Monoline insurers are seeing an even bigger reaction. Along with the Merrill news, Security Capital (SCA) and erstwhile parent XL Capital agreed to further cut ties between the two companies. XL had previously agreed to reinsure and/or cover certain losses incurred by SCA. The two companies agreed to extinguish those agreements in exchange for $1.8 billion in cash transferred from XL to SCA. This effectively rescues SCA from likely insolvency. Separately, SCA and Merrill agreed to terminate $3.7 billion notional of CDS in exchange for $500 million in cash.
The CDS on insurance subsidiaries of all the monoline insurers are performing very well on this news. SCA CDS has fallen 10 points (equivalent to a 10% gain vs. par on a cash bond) from 33 points to 23 points. FGIC fell 6 points (to 43), MBIA fell 7.5 points (to 25), and Ambac fell 6 points (to 17).
Merrill Lynch will be providing 75% non-recourse funding to Lone Star (the buyer of the ABS CDOs). I think the correct way to interpret this is that Merrill has not shed itself of ultimate default risk. They have, however, shed themselves of mark-to-market risk. Further, some are saying that the financing indicates that the securities sold are really worth 5.5/cents vs. par (25% times the stated sale price of $22). I don't think that's the correct interpretation. The financing indicates retention of risk, not the ultimate trading value of the securities. Its common for dealers to fund client investments, and I don't think that should have a bearing on the valuation of the securities.
So what's the trade? Merrill had by far the largest exposure to ABS CDOs as well as monolines among big dealers. Citigroup was the other. Lehman, Morgan Stanley and Goldman Sachs have little to none. So the fact that Merrill Lynch has set a market for their ABS CDOs at 22 cents on the dollar matters more for Citigroup than any other big bank. ABS CDOs were also very popular among European banks.
In addition, CDS trading has been extremely volatile in recent months. Should this capital raise by Merrill touch off a short-covering rally in CDS, expect the rally in CDS to far outstrip any rally in cash bonds. Eventually cash bonds will be dragged along, as cheaper CDS protection eventually creates an arbitrage in cash bonds. Long-term buyers should watch the CDS market before putting money into cash bonds.
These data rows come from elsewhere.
PR #3583, opened 2023-09-22
removes context related deprecations

OlegDokuka:
This PR removes/changes the following deprecated methods: 

`reactor.core.publisher.FluxSink#currentContext()` -> removed, `FluxSink#contextView()` should be used instead.
`reactor.core.publisher.FluxSink#contextView()` -> set from default to abstract.

 `reactor.core.publisher.MonoSink#currentContext()` -> removed, `MonoSink#contextView()` should be used instead.
`reactor.core.publisher.MonoSink#contextView()` -> set from default to abstract.

`reactor.core.publisher.SynchronousSink#currentContext()` -> removed, `SynchronousSink#contextView()` should be used instead.
`reactor.core.publisher.SynchronousSink#contextView()` -> set from default to abstract.

` reactor.util.context.Context#putAll(reactor.util.context.Context)` -> removed. `Context#putAll(ContextView)` should be used instead


chemicL:
This hasn't been integrated at the time it was proposed. I'm closing this PR - we can circle back and remove these deprecated methods once they become a burden or we aim for 4.x of reactor-core.

Issue #3545, opened 2023-07-26
Repeat specification for use with repeatWhen operator


chemicL:
Similarly to the way `Retry` is implemented with accompanying `retryWhen(RetrySpec)` operator, the `Repeat` functionality from reactor-addons project should be implemented in reactor-core and phased out from reactor-extras (module of reactor-addons). It can potentially reuse the primitives that already exist for the retry functionality.

Desislav-Petrov:
Hi @chemicL  - i'm keen to explore this one - could you please assign to me? Thanks

chemicL:
@OlegDokuka can you please respond when you find a moment? (I'm going to be away for a few days)

OlegDokuka:
@Desislav-Petrov we don't literally have to port impl from reactor-addons but rather create a shared common for both retry and repeat operators. That means the logic implemented in Retry builder can go into something like "CommonRecurring" (or whatever name we endup) and then implement Repeat builder having that base mechanism as well as Retry.

Desislav-Petrov:
Got you - thanks, will have a go

kwondh5217:
Hi @chemicL!  
I'd love to contribute to this issue. Could you please assign it to me?

chemicL:
@kwondh5217 assigned, let me know if you need anything.

kwondh5217:
Hi @chemicL,

Before proceeding with the implementation, I would like to check a few points:

- What features should RepeatSpec (and CommonRecurring for Repeat) support? (e.g., transientErrors, backoff, etc.).
  I understand that we don't necessarily have to port the implementation from reactor-addons literally.

- Is the scope of this issue to implement Repeat, RepeatSpec, and integrate them into FluxRepeatWhen and MonoRepeatWhen?

- Should we modify and reuse the existing FluxRepeatWhen and MonoRepeatWhen, or should we consider reimplementing them?

Also, if there are any additional points I should be aware of, I would appreciate it if you could let me know.

Thank you!

chemicL:
Hey, I took a break, catching up here.

> * What features should RepeatSpec (and CommonRecurring for Repeat) support? (e.g., transientErrors, backoff, etc.).
>   I understand that we don't necessarily have to port the implementation from reactor-addons literally.

I think we should port the features that are present in addons.
I think transientErrors are a concept that makes sense for retries, not for repeat functionality.
What do you mean by CommonRecurring?

[...]

PR #3593, opened 2023-10-01
Repeat specification for repeatWhen

Desislav-Petrov:
hi @chemicL and @OlegDokuka - kicked off some work for https://github.com/reactor/reactor-core/issues/3545 but wanted to verify the approach before i go any further.

So my plan is as follows.

1) Work out a base approach to get the simple repeat test pass
2) Add necessary functionality for the rest of the tests to pass
3) Refactor and pull the common bits between repeat/retry as previously suggested
4) See if anything else is missing in the repeat functionality and add it

### DIFF
--- a/reactor-core/src/main/java/reactor/util/repeat/RepeatSpec.java
+++ b/reactor-core/src/main/java/reactor/util/repeat/RepeatSpec.java
@@ -1,0 +1,39 @@
+package reactor.util.repeat;
+
+import reactor.core.publisher.Flux;
+import reactor.core.publisher.Mono;
+import reactor.util.Logger;
+import reactor.util.Loggers;
+import reactor.util.context.ContextView;
+
+import java.util.function.Predicate;
+
+public class RepeatSpec extends Repeat {
+    static final Logger log = Loggers.getLogger(RepeatSpec.class);
+    private final long repeats;
+
+    RepeatSpec(Predicate<? super ContextView> repeatPredicate, long repeats) {
+        this.repeats = repeats;
+    }
+
+    static Repeat create(Predicate<? super ContextView> predicate, long times) {
+        return new RepeatSpec(predicate, times);
+    }
+
+    @Override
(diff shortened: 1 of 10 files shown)


reactor-core/src/main/java/reactor/util/repeat/RepeatSpec.java
```diff
@@ -0,0 +1,39 @@
...
+
+    @Override
+    public Flux<Long> generateCompanion(Flux<RepeatSignal> other) {
+        return Flux.deferContextual(cv ->
+                other
+                        .contextWrite(cv)
+                        .concatMap(retryWhenState -> {
+                            RepeatSignal copy = retryWhenState.copy();
+                            long iteration = copy.getRepeatsSoFar();
+                            if (iteration > repeats) {
```
Desislav-Petrov, line 31: I don't think this is the most graceful way to do this, was trying to get some inspiration from the Retry one but the case is slightly different there

chemicL:
Hey, @Desislav-Petrov. I'm trying to go through some PRs that were not given enough attention. Please accept the team's apologies. I had a brief look and would like to know whether after not gaining much attention from us you are still willing to make progress on this.

My first concern is a public API change - we need to make sure that anything that we add does not remove existing functionality.

Also, the next(-1) signal looks suspicious - in case of differences between the implementation in reactor-extras, can you list them with a high-level explanation?

Let me know, thanks.

Desislav-Petrov:
Hey @chemicL - I'm still keen on working on that as long as I get some support/gudaince - let me take a look since it's been a while to summarise the idea.

chemicL:
@Desislav-Petrov take your time. I'll try to be helpful. Should I be occupied to the limits with other concerns, I'll be sure to let you know.

chemicL:
@Desislav-Petrov it's been a month since my last message. Let's reopen if you think you'll find the time to make some progress.

PR #3600, opened 2023-10-03
Fix "Flux.create" example

pivovarit:
The example used the old `timeout()` method with the number of seconds as a parameter. 

Replaced it with the new method accepting a `Duration` object.


chemicL (approved):
Thanks for the PR. just for the record: I checked the old Javadocs and I feel there never was a `timeout(Integer)` method so this was just a mistake all along.

PR #959, opened 2022-02-17
Specify Private ID during metadata Upload

vincent-czi:
### Summary:
- **What:** Adds way for user to set the Private ID for each sample during the Upload flow.
- **Ticket:** [sc<177066>](https://app.shortcut.com/genepi/story/<177066>), with a new warning box from [sc<181272>](https://app.shortcut.com/genepi/story/<181272>)
- **Env:** https://specify-private-id-frontend.dev.czgenepi.org/

### Demos:
image

During Metadata upload, user now is able to set the Private ID via the new column or they can upload TSV and specify it in that interface instead.

### Notes:
- For the duration of the Upload flow, we track a given sequence/sample with the ID of its name from the FASTA. This is different from the rest of the app where we (generally) track samples by an ID of their privateId.
- For the webform, the Private ID defaults to being the same as what was submitted for the sequence name in the FASTA.
- For the TSV upload, the Private ID defaults to blank and it's required for the user to enter it.
- Private ID follows naming requirements that match the pre-existing requirements for FASTA sequence name: maximum length and only certain characters allowed.

**Important:** **Dan needs to be notified when this gets merged** and told when it will go live. She's going to message to our users who regularly use the TSV Upload flow because this will be a significant change for them. I'm planning to handle this, but if this somehow gets stuck and takes awhile to get merged and I'm OOO, whoever takes charge of this PR needs to let her know.
Also There's a var `TEMPLATE_UPDATED_DATE` that has the expected date this would go live in Prod. Assuming we merge this in the next day or so, it's accurate, but if it gets held up, that needs to be adjusted.

### Checklist:
- [x] I merged latest `trunk`
  - This was a big ol' headache because of the way GitHub shows file diffs. Turns out that GitHub doesn't do a great job of seeing two branches (this working branch and the long-lived feature branch it's going to merge into) that both had the same merge (trunk). So if you look over the commits, you'll see two merges: one of `trunk` and also one of `vincent/upload-flow-changes`. That secondary one brought in no changes, but by doing it, it caused GitHub to display the right file diff for this PR. wooooo
- [x] I added labels to my PR


src/frontend/src/views/Upload/components/Metadata/components/ImportFile/components/Alerts/warnings.tsx
```diff
@@ -158,3 +162,69 @@ export function WarningMissingData({ missingData }: PropsMissingData) {
     />
   );
 }
+
+/**
+ * WARNING_CODE.BAD_FORMAT_DATA
+ */
```
phoenixAja, line 168: confused what your trying to say with this comment

vincent-czi: Oh, each one of the warnings in this file corresponds to one of the WARNING_CODE enums. It shows up when that WARNING_CODE is present in the overall warnings.

phoenixAja (approved):
looks good!!

src/frontend/src/views/Upload/components/Metadata/components/ImportFile/components/Alerts/warnings.tsx
phoenixAja: oh got it, thanks

PR #960, opened 2022-02-17
Frontend changes for split.io

jgadling:
### Summary:
- **What:** Frontend changes 
- **Ticket:** [sc166024](https://app.shortcut.com/genepi/story/166024)
- **Env:** https://splitfe-frontend.dev.czgenepi.org

### Notes:
This builds on top of changes made to the `/v2/users/me` endpoint in the backend PR to configure Split.IO for a particular user.

The split react hook can then be used to fetch treatments (flag values) like so:

```
  import { useTreatments } from '@splitsoftware/splitio-react';
  const MyComponent = (): JSX.Element => {
     const flag = useTreatments(["my_flag_name"]);
     return (
        <div>{flag.my_flag_name.treatment}</div>
     )
   }
```

### Checklist:
- [ ] I added labels to my PR


vincent-czi:
I don't love the API the Split SDK provides via `SplitTreatments`. It feels cumbersome to me and definitely looks different than the rest of our codebase (the whole passing a child that is a function rather than passing a child(ren) that is JSX React Component(s)). That said, it is a kind of a special case since it's how we set up a feature flag and those will be somewhat rare, so that's not a strong objection for me. I can get used to it.

Did you get the chance to try out the [SDK's `useTreatments` hook](https://github.com/splitio/react-client/blob/master/src/useTreatments.ts)? They mention having hooks in their SDK docs near the top, but sadly don't give any examples of using that hook. But if we could get it working, I think that would feel a lot more like the rest of our FE code as opposed to using `SplitTreatments` and it feeling like a special case.

This [comment in their `SplitTreatments`](https://github.com/splitio/react-client/blob/0cdc3a1c72d5b5a640fffed089d1bf57bca6ce7e/src/SplitTreatments.tsx#L48) ("SplitTreatments only accepts a function as a child, not a React Element (JSX)") freaks me out, but I _think_ we can still return JSX just fine in the function, so it's probably not a big deal. Did you get the chance to verify returning components conditionally via your code example? By which I mean,
```
          return isReady
            ? treatments[featureName]["treatment"] // prints the flag value.
            : "waiting...";
```
instead of having the flag value print or "waiting" print, putting in `<ComponentWhenFlagOn>` and `<ComponentWhenFlagOff>`, along with some props being passed to them? I can help you with this if what I'm talking about is not clear. I expect it will work! It's just that comment freaks me out and so I want to double-check.

In any case, I would like to see some documentation of how to use these feature flags either in the codebase or on an internal wiki. It doesn't need to be much, basically just that code snippet you put in your description with maybe a couple sentences of additional explanation. At a glance, their SDK docs don't really look the same as how we have most our components written (their primary example is using class-based React components), so having something that looks like our code and is an easy drop-in seems helpful to me.


Finally -- and I'm really burying the lede here -- I'm worried about the warning [near the top of their docs](https://help.split.io/hc/en-us/articles/360038825091-React-SDK) regarding server-side rendering:
> React SDK is not meant for server-side rendering. It uses the [JavaScript SDK API for browsers](https://help.split.io/hc/en-us/articles/360020448791-JavaScript-SDK). Thus, using it for SSR, with the [ReactDOMServer API](https://reactjs.org/docs/react-dom-server.html) or frameworks such as [Next.js](https://nextjs.org/) or [Gatsby](https://www.gatsbyjs.org/), might lead to unexpected behaviours. You can use [Node.js SDK](https://help.split.io/hc/en-us/articles/360020564931-Node-js-SDK) instead.

I don't really have a great grasp on how we're currently using SSR, but I do know we use the Next framework. I think we actually make very little use of the library or the SSR aspect, but it's quite possible it sets up defaults that will cause problems with this library. It's also possible everything would be totally fine? I really don't know without looking into it more. My gut says we're probably okay, but this would be a bad thing to be wrong about.  Maybe we could talk to Timmy, see if he has a better idea of what the problematic interactions could be?

src/frontend/pages/_app.tsx
```diff
@@ -27,10 +29,39 @@ function Nav(): JSX.Element {
   }
 }
 
+interface Props {
+  children: React.ReactElement;
+}
+const SplitInitializer = ({ children }: Props): JSX.Element | null => {
```
vincent-czi: Regarding my other comment about putting in some docs explaining how to use Split/feature flags as a dev, I think this component could be broken out into a separate file, then those docs could live there. Maybe moved to `frontend/src/common/featureFlags` and then any Split-based components or utils involving feature flags can get dumped in that dir.

.happy/terraform/modules/service/variables.tf
```diff
@@ -1,135 +1,139 @@
-variable stack_resource_prefix {
+variable "stack_resource_prefix" {
```
vincent-czi, line 1: Just curious, what changed and made all the variables start needing quotes? Is it just TF changed how configs are done?

src/frontend/src/common/types/user.d.ts
```diff
@@ -20,3 +20,16 @@ interface User {
   agreedToTos: boolean;
   acknowledgedPolicyVersion: string | null; // Date or null in DB. ISO 8601: "YYYY-MM-DD"
 }
+
+interface V2User {
```
vincent-czi, line 25: Maybe throw a "TODO -- Remove old `User` interface when fully converted to v2 API for user data" comment somewhere in this file?

vincent-czi (commented):
Overall, I'm happy with the changes here. If you haven't already tried out the `useTreatments` hook though, I'd like see that before merging this in. Also we should look into whether the Next/SSR aspect will actually cause issues or if we're safe because of how we use them.

.happy/terraform/modules/service/variables.tf
jgadling: The quotes aren't strictly required, but it's a lint thing.  I ran `terraform fmt` in this directory and terraform made everything "pretty"

jgadling:
Alright, there's a lot here, I'm breaking it down as best I can

> I don't love the API the Split SDK provides via `SplitTreatments`. 

Agreed. It's awful. We shouldn't use it.

> Did you get the chance to try out the [SDK's `useTreatments` hook](https://github.com/splitio/react-client/blob/master/src/useTreatments.ts)? They mention having hooks in their SDK docs near the top, but sadly don't give any examples of using that hook. But if we could get it working, I think that would feel a lot more like the rest of our FE code as opposed to using `SplitTreatments` and it feeling like a special case.

I didn't see this hook at all before, thanks for the pointer! I've tested it out and included a note in the code as to how to use it. Let's agree to use the hook by default. Docs are coming next week.
 
> Finally -- and I'm really burying the lede here -- I'm worried about the warning [near the top of their docs](https://help.split.io/hc/en-us/articles/360038825091-React-SDK) regarding server-side rendering:

Yeah, that note worried me as well, enough that I burned a fair amount of time on trying to integrate the Node.js client. In the end though, we have a 99.9% client-side app and I think the React client is the best option for us. I haven't seen any  strange behaviors in my (admittedly, limited) testing so far and Split support says that warning only applies if we're using server-side rendering (and we're not using server side rendering)

vincent-czi (approved):
Great! If you're reasonably confident about the SSR stuff not being an issue, then I think we'll be fine. It seemed unlikely to cause problems to me, but their warning was kind of vague about why it's dangerous so I was just worried in a knee-jerk way.

PR #963, opened 2022-02-18
[bug] Convert all tree sample ID's (or none)

jgadling:
### Summary:
- **What:** Update tree downloads and tree metadata downloads to convert *all* of a group's public sample ID's to private ID's instead of only converting selected sample id's.
- **Ticket:** [sc185836](https://app.shortcut.com/genepi/story/185836)
- **Env:** [`<rdev link>`](https://treeids-frontend.dev.czgenepi.org/)

### Notes:
This PR actually consists of 3 main changes:
- The unit tests for the metadata endpoint were horribly broken (my fault) and I fixed them.
- Update the endpoints to convert all ID's, per the shortcut ticket
- All of the "get me tree info" endpoints have been updated to accept a query string parameter called "id_style" with possible values "public" or "private" so they will optionally return public or private sample ID's

Example links to try downloading public/private identifiers in metadata and trees:
https://treeids-backend.dev.czgenepi.org/api/phylo_tree/21972?id_style=public
https://treeids-backend.dev.czgenepi.org/api/phylo_tree/sample_ids/21972?id_style=public

### Checklist:
- [x] I added labels to my PR


src/backend/aspen/app/views/phylo_trees.py
```diff
@@ -163,6 +140,37 @@ def sample_filter(sample: Sample):
     )
     json_data = json.loads(data)
 
+    if id_style == "public":
+        return json_data
```
jgadling, line 153: If the user only wanted public ID's, we can just return the raw tree data and skip the rest of the code in this function that converts ID's.

danrlu (approved):
I read the code as much as I could XD it looks like this is all the backend changes needed to support both public ID converted and non-converted trees?? 🤩 thanks very much!!

jgadling:
> 

Yep, this includes code to support sending back either public or private ID's.

PR #976, opened 2022-03-01
add security txt instructions for security researchers to report issu…

mmmmmmaya:
### Summary
- **What:** Add a `security.txt` to the website, following instructions from https://securitytxt.org/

Finally the deal between SCA and Merrill Lynch may create a template for the workout of other CDS contracts on structured finance products. That may indeed be the glimmer of hope that some of the downgraded monolines have been looking for. The most impacted will be MBIA, which was Merrill Lynch's favored insurer. Don't get carried away with optimism here. I'd say that the odds of these companies surviving, as in, making it through run-off, have gone up slightly in the wake of this news. But I wouldn't say the stocks are worth much more.